╔══

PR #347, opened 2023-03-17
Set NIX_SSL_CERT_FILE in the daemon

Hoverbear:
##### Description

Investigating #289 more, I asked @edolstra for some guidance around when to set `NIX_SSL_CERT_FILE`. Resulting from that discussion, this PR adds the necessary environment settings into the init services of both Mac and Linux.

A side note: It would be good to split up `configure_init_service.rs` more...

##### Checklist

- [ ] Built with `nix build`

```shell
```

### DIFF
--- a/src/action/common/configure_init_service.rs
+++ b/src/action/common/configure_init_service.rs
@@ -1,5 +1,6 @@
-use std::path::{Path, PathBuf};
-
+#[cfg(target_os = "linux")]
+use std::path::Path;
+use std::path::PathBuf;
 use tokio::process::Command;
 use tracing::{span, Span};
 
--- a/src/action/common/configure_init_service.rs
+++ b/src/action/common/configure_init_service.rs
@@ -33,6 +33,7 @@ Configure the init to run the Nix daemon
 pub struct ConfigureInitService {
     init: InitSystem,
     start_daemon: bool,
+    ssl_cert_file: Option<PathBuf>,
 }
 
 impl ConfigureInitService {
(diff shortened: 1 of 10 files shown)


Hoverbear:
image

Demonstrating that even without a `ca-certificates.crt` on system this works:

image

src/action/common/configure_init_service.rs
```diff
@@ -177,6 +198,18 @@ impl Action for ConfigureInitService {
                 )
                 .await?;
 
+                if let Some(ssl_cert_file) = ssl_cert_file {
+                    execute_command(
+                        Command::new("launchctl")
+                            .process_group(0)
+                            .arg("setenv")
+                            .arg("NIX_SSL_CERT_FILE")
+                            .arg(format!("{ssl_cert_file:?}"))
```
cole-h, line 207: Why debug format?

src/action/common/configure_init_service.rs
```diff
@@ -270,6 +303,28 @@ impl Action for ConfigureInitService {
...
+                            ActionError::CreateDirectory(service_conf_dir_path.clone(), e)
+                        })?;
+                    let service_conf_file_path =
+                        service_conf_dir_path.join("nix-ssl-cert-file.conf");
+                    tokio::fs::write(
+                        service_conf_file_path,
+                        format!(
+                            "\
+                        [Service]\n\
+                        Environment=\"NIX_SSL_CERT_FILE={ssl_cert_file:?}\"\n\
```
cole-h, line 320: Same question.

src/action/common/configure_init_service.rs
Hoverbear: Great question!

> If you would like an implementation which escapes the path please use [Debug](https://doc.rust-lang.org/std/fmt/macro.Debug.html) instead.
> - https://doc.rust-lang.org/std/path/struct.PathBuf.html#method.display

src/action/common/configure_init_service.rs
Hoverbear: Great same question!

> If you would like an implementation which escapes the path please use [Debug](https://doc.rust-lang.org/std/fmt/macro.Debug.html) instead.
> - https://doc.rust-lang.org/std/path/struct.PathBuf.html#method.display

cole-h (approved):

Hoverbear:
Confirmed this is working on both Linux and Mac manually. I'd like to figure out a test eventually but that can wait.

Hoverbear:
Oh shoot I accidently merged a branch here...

╚══
╔══

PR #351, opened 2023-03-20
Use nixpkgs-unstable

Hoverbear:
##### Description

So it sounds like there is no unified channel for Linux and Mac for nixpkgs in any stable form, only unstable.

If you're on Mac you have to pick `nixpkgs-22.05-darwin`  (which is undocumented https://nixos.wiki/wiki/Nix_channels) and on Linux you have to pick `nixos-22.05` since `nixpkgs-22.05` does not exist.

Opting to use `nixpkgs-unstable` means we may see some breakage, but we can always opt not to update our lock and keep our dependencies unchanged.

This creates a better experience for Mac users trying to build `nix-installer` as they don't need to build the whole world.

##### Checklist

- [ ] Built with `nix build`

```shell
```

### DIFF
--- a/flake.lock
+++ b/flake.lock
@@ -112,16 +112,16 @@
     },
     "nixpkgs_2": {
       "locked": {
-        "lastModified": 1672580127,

╚══

→ **Problem description**
Copy range, inclusive: the line holding "PR #347, opened 2023-03-17" to the line holding "A side note: It". Reproduce exactly those lines of the records above and no others.

→ **Exercise response**
PR #347, opened 2023-03-17
Set NIX_SSL_CERT_FILE in the daemon

Hoverbear:
##### Description

Investigating #289 more, I asked @edolstra for some guidance around when to set `NIX_SSL_CERT_FILE`. Resulting from that discussion, this PR adds the necessary environment settings into the init services of both Mac and Linux.

A side note: It would be good to split up `configure_init_service.rs` more...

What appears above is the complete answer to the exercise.